Was macht eigentlich 23andMe? Das kalifornische Unternehmen machte vor einigen Jahren Furore damit , anhand genetischer Analysen aus einer Speichelprobe  (“23andMe DNA Spit Kit”) persönliche Gesundheitsprofile zu erstellen, die einem verraten sollen, welchen Gesundheitsrisiken man so ins Auge zu schauen hat. Ein einfacher Spucktest zu 300 Dollar und Du weißt, welche Krankheiten dir mit welcher Wahrscheinlichkeit bevorstehen.

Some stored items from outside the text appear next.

PR #106, opened 2024-08-08
Finish work on new PWI model

odstrcilt:
I have made several changes to the new PWI model. 

- Merge with all changes which have accumulated over time in AURORA
- Remove code duplications. Mainly the run function was removed from  aurora_sim_pwi class
- Simplify the code if possible to keep the code readable and easy for further expansion.  

Changes compared to the original new_recycling_PWI_model branch are here: 
https://github.com/fsciortino/Aurora/compare/new_recycling_PWI_model...new_recycling_PWI_model_merged

I have check the examples and the results looks identical. 
New model is 20% slower than the original one. Any idea why? It should not calculate anything extra?


odstrcilt:
Thank you for excellent work, @antonellozito, and I apologize that it took me so long to finish it. It looks much better than the first version. I have removed most of the duplicated code and simplified the scripts, where possible. 
I'm also thinking about remove all plotting function from core.py and moving them to a separate script. But this can be done some time later.

antonellozito:
Thanks for the review @odstrcilt! In the next days I will double check it, and see if also my personal scripts still do what they did before your changes (although I assume it will be the case).

antonellozito (approved):
@odstrcilt Thanks for the work!! To what I can see, the output is unchanged wrt my original version, even in case of full PWI model activated, so from my side this is ok to go.
A little side request: considering that, after the last commits, the installation method of the package is changed (e.g. moving from a Makefile to a CMakeLists.txt), could you please update the README accordingly? It still makes reference to the old setup.py, hence not explaining properly how to install Aurora in case of Git cloning.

Eine besondere Note (vielleicht auch eine gewisse Hipness) erzielte das Unternehmen auch dadurch, dass eine der Gründerinnen Anne Wojcicki ist, die Noch-Ehefrau von Google-Mitbegründer Sergei Brin. Brin (und auch Google) hat sich finanziell am Unternehmen beteiligt. So sammelt der eine Daten von Internetnutzern, während die andere genetische Daten ihrer Kunden sammelt. Und beide suchen und finden Wege, damit Geld zu verdienen.

Voila_Capture753

Bisher beschränkte sich das bei 23andMe vor allem auf die Analyse genetischen Materials für die medizinischen Gesundheitsprofile und Abstammungsanalysen. Seit kurzem bietet die Firma das Spuckset für 99 Dollar an. Wenn man die News weltweit zuletzt über das Biotech-Unternehmen verfolgte, sah es nicht so aus, als würde sich das Geschäft der Firma wesentlich ändern.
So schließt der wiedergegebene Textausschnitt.